薛紹要是知道太平私下為他費了多少心思,怕是要感動壞了。
李沄也知道有的事情瞞不過武攸暨,她也不迂回,對武攸暨說:“攸暨表兄心中明白阿娘的事情,絕不限於此。紹表兄即便是到了揚州府,他的一舉一動也會有人盯著。我知道他與攸暨表兄一樣,胸有淩雲誌,所以不願他留在長安灰了心。”
母親想要稱帝,以後還會有大動作。
前些日子入宮,上官婉兒陪她去丹陽閣的時候,說太皇太後近日寵信一些小吏,其中一人特彆受太皇太後的青睞,那人名叫周興。
周興此人是酷吏,在史書上留有一筆,臭名昭著。
母親還是想用酷吏。
要是酷吏橫行,那就太糟糕了。
武攸暨是母親指定的國公府繼承人,酷吏橫行,還能動了主子家的人不成?可薛紹就不一樣了,薛紹是城陽長公主的嫡子,從小就很受父親的看重,那些無所不用其極的酷吏萬一盯上了薛紹,就算她能保住薛紹,薛紹也得被扒掉一層皮。

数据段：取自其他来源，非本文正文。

PR #323, opened 2019-01-10
feat(core): Update utxo set and validate blocks in order

### LINKED ISSUE #319: Ensure UTXO set is being updated properly
Ensure that functions to update UTXO set are called properly when a block is added to the chain

lrubiorod:
Added blocks_to_validate state in ChainManager to keep blocks that we can't validate because we don't have their previous hash.
Added a recursive call to process_block to validate blocks in blocks_to_validate hashmap 
Added a function to update utxo_set with block candidate and with older blocks
Added tests

Close #319

### DIFF
--- a/core/src/actors/chain_manager/mod.rs
+++ b/core/src/actors/chain_manager/mod.rs
@@ -98,6 +98,8 @@ pub struct ChainManager {
     block_chain: BTreeMap<Epoch, HashSet<Hash>>,
     /// Map that stores blocks by their hash
     blocks: HashMap<Hash, Block>,
+    /// Map that stores blocks without validation by their hash
+    blocks_to_validate: HashMap<Hash, Block>,
     /// Current Epoch
     current_epoch: Option<Epoch>,
     /// Transactions Pool (_mempool_)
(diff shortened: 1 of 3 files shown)


core/src/actors/chain_manager/mod.rs
```diff
@@ -267,6 +299,29 @@ impl ChainManager {
         }
     }
 
+    fn keep_block_without_validation(&mut self, block: Block) -> Result<Hash, ChainManagerError> {
+        // Calculate the hash of the block
+        let hash: Hash = block.hash();
+
+        // Check if we already have a block with that hash
+        if let Some(_block) = self.blocks_to_validate.get(&hash) {
+            Err(ChainManagerError::BlockAlreadyExists)
```
anler: I think is unnecessary to err if the block already exist, the method could silently ignore this fact IMHO

core/src/actors/chain_manager/mod.rs
```diff
@@ -364,11 +419,16 @@ impl ChainManager {
         Ok(missing_inv_entries)
     }
 
+    fn get_block_to_validate(&mut self, hash: &Hash) -> Option<Block> {
```
anler: I would call this function `remove_block_to_validate` instead, `get_` kind of implies it won't modify anything which is in contradiction with the `&mut self` demanded by the method

core/src/actors/chain_manager/mod.rs
```diff
@@ -146,6 +148,36 @@ impl ChainManager {
...
+                    transaction_id: txn_hash,
+                    output_index: index as u32,
+                };
+
+                utxo_set.insert(output_pointer, output.clone());
+            }
+        }
+
+        utxo_set
+    }
```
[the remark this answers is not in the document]
lrubiorod: The idea of this function is obtain a copy of the utxo_set with this blocks modifications. Because in a future we will handle different utxo_set and will only persist one of them.

PR #332, opened 2019-01-14
feat(data_structures): add Transaction::new factory method

anler:
The Transaction::new factory method takes inputs, outputs and a signing key and returns a Transaction object containing those inputs and outputs and with the appropriate signatures. Since keys and signatures needs to be implemented first in witnet_crypto crate, the method returns dummy signatures.

### DIFF
--- a/data_structures/src/chain.rs
+++ b/data_structures/src/chain.rs
@@ -238,6 +238,31 @@ pub struct Transaction {
 }
 
 impl Transaction {
+    /// Creates a new transaction from inputs and outputs.
+    // TODO: Transaction::new is missing the signatures which depend
+    // on a sign key that needs to be implemented first in
+    // witnet_crypto.
+    pub fn new(version: u32, inputs: Vec<Input>, outputs: Vec<Output>, _sign_key: ()) -> Self {
+        let signatures = inputs
+            .iter()
+            .map(|_input| KeyedSignature {
+                signature: Signature::Secp256k1(Secp256k1Signature {
+                    r: [0; 32],
+                    s: [0; 32],
+                    v: 0,
+                }),
+                public_key: [0; 32],
+            })
+            .collect();
+
+        Transaction {
+            version,
+            inputs,
+            outputs,
+            signatures,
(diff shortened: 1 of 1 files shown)


data_structures/src/chain.rs
```diff
@@ -8,6 +8,9 @@ use std::convert::AsRef;
 use std::fmt;
 use witnet_crypto::hash::{calculate_sha256, Sha256};
 
+/// Current version used when creating [`Transaction`](Transaction)s
+const TRANSACTION_VERSION: u32 = 0;
```
aesedepece: I would add here:
```rust
// TODO: move TRANSACTION_VERSION into a consensus constant
```

data_structures/src/chain.rs
```diff
@@ -238,6 +241,32 @@ pub struct Transaction {
...
+        for _ in inputs.iter() {
+            signatures.push(KeyedSignature {
+                signature: Signature::Secp256k1(Secp256k1Signature {
+                    r: [0; 32],
+                    s: [0; 32],
+                    v: 0,
+                }),
+                public_key: [0; 32],
+            })
+        }
```
aesedepece: Why not functional? :stuck_out_tongue_closed_eyes: 

```rust
let signatures = inputs.iter()
    .map(|_input| KeyedSignature {
        signature: Signature::Secp256k1(Secp256k1Signature {
            r: [0; 32],
            s: [0; 32],
            v: 0,
        }),
        public_key: [0; 32],
    })
    .collect();
```

data_structures/src/chain.rs
anler: Then I'm removing the constant and passing it as a parameter to the factory

data_structures/src/chain.rs
anler: I was worried that `.collect()` didn't create a vector of the right capacity and thus were a bit less performant, but I was wrong, [this is how it is implemented](https://doc.rust-lang.org/src/alloc/vec.rs.html#1782)

PR #345, opened 2019-01-15
RADON engine base functionality

aesedepece:
This implements:
- `String::parse_json() -> Mixed`
- `String::identity() -> String`
- `Mixed::identity() -> Mixed`


rad/src/script.rs
```diff
@@ -0,0 +1,144 @@
...
+use crate::operators::{operate, RadonOpCodes};
+use crate::types::RadonTypes;
+
+use log::error;
+use num_traits::FromPrimitive;
+use rmpv::{self, Value};
+use std::{error::Error, io::Cursor};
+use witnet_util::error::WitnetError;
+
+pub type RadonCall = (RadonOpCodes, Option<Vec<Value>>);
```
anler: I find `Option<Vec<...>>` a bit redundant since `Vec<...>` alone is able to express the same as `Option<...>`. Is there a reason that prevents us from using just `pub type RadonCall = (RadonOpCodes, Vec<Value>);`

rad/src/operators/mod.rs
```diff
@@ -0,0 +1,76 @@
...
+pub trait Operable {
+    fn operate(self, call: &RadonCall) -> RadResult<RadonTypes>;
+}
+
+pub fn operate(input: RadonTypes, call: &RadonCall) -> RadResult<RadonTypes> {
+    match input {
+        RadonTypes::String(radon_string) => radon_string.operate(call),
+        RadonTypes::Mixed(radon_mixed) => radon_mixed.operate(call),
+    }
+}
```
anler: If `RadonTypes` variants, all contain types that implement `Operable`, then `RadonTypes` may implement it to with this exact same implementation, if we do so then this function will just be:

```
pub fn operate(input: RadonTypes, call: &RadonCall) -> RadResult<RadonTypes> {
    input.operate(call)
}
```

rad/src/script.rs
aesedepece: The reason is that you can't tell an empty vector from a filled one without using a guard :rofl:

anler: But, isn't the same situation with `Option`? You need to test if it filled or not right?

aesedepece: But testing for length in a guard for every branch of the `match` is a pain in the ass.

aesedepece: I mean, the `match` is explicit about whether each operator accepts arguments or not.

PR #348, opened 2019-01-15
feat(core): add method for requesting a lost block from a random session

lrubiorod:
Created a `RequestBlock` msg and handler in `session` actor to send a inventory_request_message with the `InventoryEntry::Block(Hash)` of the lost block.
Created a function to send an `Anycast<RequestBlock>` to `SessionsManager` actor.
Added updating `chain_info` for older blocks.
Added docs

### DIFF
--- a/core/src/actors/chain_manager/mod.rs
+++ b/core/src/actors/chain_manager/mod.rs
@@ -38,8 +38,11 @@ use self::messages::InventoryEntriesResult;
 use crate::actors::{
     inventory_manager::{messages::AddItem, InventoryManager},
     reputation_manager::{messages::ValidatePoE, ReputationManager},
-    session::messages::{AnnounceItems, SendBlock},
-    sessions_manager::{messages::Broadcast, SessionsManager},
+    session::messages::{AnnounceItems, RequestBlock, SendBlock},
+    sessions_manager::{
+        messages::{Anycast, Broadcast},
+        SessionsManager,
+    },
     storage_keys::{BLOCK_CHAIN_KEY, CHAIN_KEY},
     storage_manager::{messages::Put, StorageManager},
 };
@@ -53,6 +56,7 @@ use witnet_data_structures::chain::{
 use crate::validations::{validate_merkle_tree, validate_mint, validate_transactions};
 
 use self::data_request::DataRequestPool;
+use witnet_data_structures::chain::CheckpointBeacon;
 use witnet_storage::error::StorageError;
 use witnet_util::error::WitnetError;
 
@@ -299,7 +303,7 @@ impl ChainManager {
     }
 
     fn broadcast_announce_items(&mut self, hash: Hash) {
-        // Get SessionsManager's address
+        // Get SessionsManager address
         let sessions_manager_addr = System::current().registry().get::<SessionsManager>();
 
         // Tell SessionsManager to announce the new block through every consolidated Session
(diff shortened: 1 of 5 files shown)


core/src/actors/chain_manager/mod.rs
```diff
@@ -315,6 +319,16 @@ impl ChainManager {
         });
     }
 
+    fn request_block(&mut self, block_hash: Hash) {
+        // Get SessionsManager's address
```
jrmoreau:
```suggestion
        // Get SessionsManager address
```

core/src/actors/session/handlers.rs
```diff
@@ -208,7 +208,20 @@ impl Handler<SendBlock> for Session {
             "Sending SendBlock message to peer at {:?}",
             self.remote_addr
         );
-        send_block_msg(self, &msg.block)
+        send_block_msg(self, msg.block)
+    }
+}
+
+/// Handler for SendBlock message (sent by other actors)
```
tmpolaczyk:
```suggestion
/// Handler for RequestBlock message (sent by other actors)
```

And add this message to the session documentation

core/src/actors/session/messages.rs
```diff
@@ -45,3 +45,16 @@ impl fmt::Display for SendBlock {
         write!(f, "SendBlock")
     }
 }
+
+/// Message to send blocks through the network
```
tmpolaczyk:
```suggestion
/// Message to request blocks through the network
```

core/src/actors/chain_manager/mod.rs
```diff
@@ -439,7 +453,8 @@ impl ChainManager {
                         );
                     }
                 } else if !self.blocks.contains_key(&hash_prev_block) {
-                    //TODO Request this lost block to our peers
+                    self.request_block(hash_prev_block);
```
aesedepece: I'd put a comment here explaining what's happening.

core/src/actors/session/handlers.rs
```diff
@@ -542,16 +555,32 @@ fn send_item_msg(session: &mut Session, ctx: &mut Context<Session>, hash: &Hash)
...
+    let proof = block.proof;
+    let txns = block.txns;
     // Build Block msg
     let block_msg = WitnetMessage::build_block(block_header, proof, txns);
     // Send Block msg
     session.send_message(block_msg);
 }
 
+fn request_block_msg(session: &mut Session, block_entry: InventoryEntry) {
+    let mut inv_entries: Vec<InventoryEntry> = Vec::new();
```
aesedepece: These two lines can be blended into a single one:
```suggestion
    // Initialize a new inventory entries vector with the given block entry as its sole member
    let mut inv_entries: Vec<InventoryEntry> = vec![block_entry];
```

tmpolaczyk:
I found a few bugs while trying a few nodes, but they were present before this PR:

* Since the blocks are now properly validated, we can't just start a node and expect it to work, because the previous block hash is 0000000..., which does not have a corresponding valid block. So we must somehow hard-code the genesis block as a valid block, at least for testing.

* Mining is broken, but it's a one line fix
<details>
  <summary>Show diff</summary>

```
diff --git a/core/src/actors/chain_manager/mining.rs b/core/src/actors/chain_manager/mining.rs
index 0de375b..33bd5ba 100644
--- a/core/src/actors/chain_manager/mining.rs
+++ b/core/src/actors/chain_manager/mining.rs
@@ -27,6 +27,11 @@ impl Handler<EpochNotification<MiningNotification>> for ChainManager {
     fn handle(&mut self, msg: EpochNotification<MiningNotification>, ctx: &mut Context<Self>) {
         debug!("Periodic epoch notification received {:?}", msg.checkpoint);
 
+        // Fix bug where this handler is executed before the other EpochNotification handler
+        // and it thinks the block it just mined is from the future
+        self.current_epoch = Some(msg.checkpoint);
+
+
         // Check eligibility
         // S(H(beacon))
         let mut beacon = match self.handle(GetHighestCheckpointBeacon, ctx) {
```
</details>

core/src/actors/chain_manager/mod.rs
```diff
@@ -476,6 +493,22 @@ impl ChainManager {
                                 // Update UTXO set with older block transactions
                                 self.unspent_outputs_pool = utxo_set;
                                 self.transactions_pool = txn_mempool;
+
+                                // Update chain_info
```
tmpolaczyk: Why is `chain_info` updated here? The block is still only a candidate, right?

PR #361, opened 2019-01-21
feat(chain_manager, sessions_manager): add network ready flag

mariocao:
This PR adds a `network_ready` flag in order to *pause* the `ChainManager` until the network is considered ready, i.e. there are enough connected peers. It should avoid potential forks if mining capability is enabled.


anler:
Merged with #368

PR #363, opened 2019-01-22
Fix mint and transactions

tmpolaczyk:
The mint transaction is now validated correctly.

Transaction validation incorrectly used the `TransactionPool` instead of the `UnspentOutputsPool`.

Block consolidation now correctly updates the `TransactionPool`.

In `AddTransaction`, the validations are disabled because they failed to recognize a valid commitment transaction. The only checks enabled are whether the input of the transaction is present in the unspent outputs pool.

### DIFF
--- a/core/src/actors/chain_manager/mining.rs
+++ b/core/src/actors/chain_manager/mining.rs
@@ -16,13 +16,13 @@ use crate::actors::{
 };
 
 use witnet_crypto::hash::calculate_sha256;
+use witnet_data_structures::chain::UnspentOutputsPool;
 use witnet_data_structures::chain::{
     Block, BlockHeader, CheckpointBeacon, Hash, Input, LeadershipProof, Output, PublicKeyHash,
     RevealInput, Secp256k1Signature, Signature, TallyOutput, Transaction, TransactionsPool,
     ValueTransferOutput,
 };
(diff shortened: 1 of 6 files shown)


data_structures/src/chain.rs
```diff
@@ -369,6 +370,16 @@ impl Transaction {
...
                 .get_output_value(index)
                 .ok_or_else(|| TransactionError::OutputNotFound(transaction_id, index))?;
+                */
+            let pointed_value = pool
+                .get(&input.output_pointer())
+                .ok_or_else(|| {
+                    TransactionError::OutputNotFound(
+                        input.output_pointer().transaction_id,
+                        input.output_pointer().output_index as usize,
+                    )
```
anler: Why don't we just define `TransactionError::OutputNotFound` as TransactionError::OutputNotFound(OutputPointer)`, then this snippet of code would look like:

```rust
TransactionError::OutputNotFound(input.output_pointer())
```

core/src/actors/chain_manager/mining.rs
```diff
@@ -187,15 +205,94 @@ impl ChainManager {
             }
         }
     }
+
+    // This funtion needs to be async
```
Tommytrg: Remove comment, this is async.

PR #367, opened 2019-01-22
fix(chain_manager): block_chain should only have consolidated blocks

### LINKED ISSUE #294: Load `epoch_to_block_hash` blocks index on start
We should load the `epoch => block_digest` map from local storage upon start. This depends on #293.

### LINKED ISSUE #295: Change purpose of `epoch_to_block_hash` map in ChainManager

tmpolaczyk:
This fixes the `getBlockChain` cli method, which should only list the consolidated blocks.

Fixes #295
Fixes #294

### DIFF
--- a/core/src/actors/chain_manager/handlers.rs
+++ b/core/src/actors/chain_manager/handlers.rs
@@ -63,18 +63,22 @@ impl Handler<EpochNotification<EveryEpochPayload>> for ChainManager {
             // Update chain_info
             match self.chain_state.chain_info.as_mut() {
                 Some(chain_info) => {
+                    let block_hash = candidate.block.hash();
+                    let block_epoch = candidate.block.block_header.beacon.checkpoint;
+
                     let beacon = CheckpointBeacon {
                         checkpoint: msg.checkpoint,
-                        hash_prev_block: candidate.block.hash(),
+                        hash_prev_block: block_hash,
                     };
 
                     chain_info.highest_block_checkpoint = beacon;
+                    self.chain_state.block_chain.insert(block_epoch, block_hash);
 
                     info!(
                         "{} Block {} consolidated for epoch #{}",
                         Purple.bold().paint("[Chain]"),
                         Purple.bold().paint(candidate.block.hash().to_string()),
-                        Purple.bold().paint(beacon.checkpoint.to_string()),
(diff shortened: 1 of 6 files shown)


core/src/actors/chain_manager/handlers.rs
```diff
@@ -63,12 +63,18 @@ impl Handler<EpochNotification<EveryEpochPayload>> for ChainManager {
...
+                    let block_hash = candidate.block.hash();
+
                     let beacon = CheckpointBeacon {
                         checkpoint: msg.checkpoint,
-                        hash_prev_block: candidate.block.hash(),
+                        hash_prev_block: block_hash,
                     };
 
                     chain_info.highest_block_checkpoint = beacon;
+                    // TODO: epoch or epoch - 1?
```
tmpolaczyk: @lrubiorod ?

core/src/actors/chain_manager/mod.rs
```diff
@@ -265,19 +236,11 @@ impl ChainManager {
...
                 let beacon = &block.block_header.beacon;
-                let hash_set = &mut self
-                    .block_chain
-                    .entry(beacon.checkpoint)
-                    .or_insert_with(HashSet::new);
-                hash_set.insert(hash);
-
                 info!(
-                    "{} Epoch #{} has {} block candidates now",
+                    "{} Epoch #{} has a new block candidate",
```
aesedepece: :sob:

mariocao:
Superseded by #373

李沄近日正在想著有沒有什麼法子,能讓母親打消重用這些酷吏的念頭。
武攸暨靜靜地喝著茶,轉頭看向窗外。
綿綿的細雨下個不停,天色陰霾,令人不得開懷。
***
小五郎君跟周國公在芙蓉樓裡喝了一日的茶,趕在宵禁前回了公主府。
她回去的時候,蘇子喬正在湖邊練劍。
長公主聽說駙馬都尉在練劍,也沒回蘅蕪苑,直接去了湖邊看將軍練劍的英姿。
時光飛逝,她記得自己年少時,見到蘇子喬在劍光中行走,那婉若遊龍的身姿,令她十分豔羨。
如今時空轉換,流逝的是歲月,不變的是將軍依然帥氣逼人,令她移不開眼。
她就站在湖邊的杏花樹下,安靜地望著蘇子喬。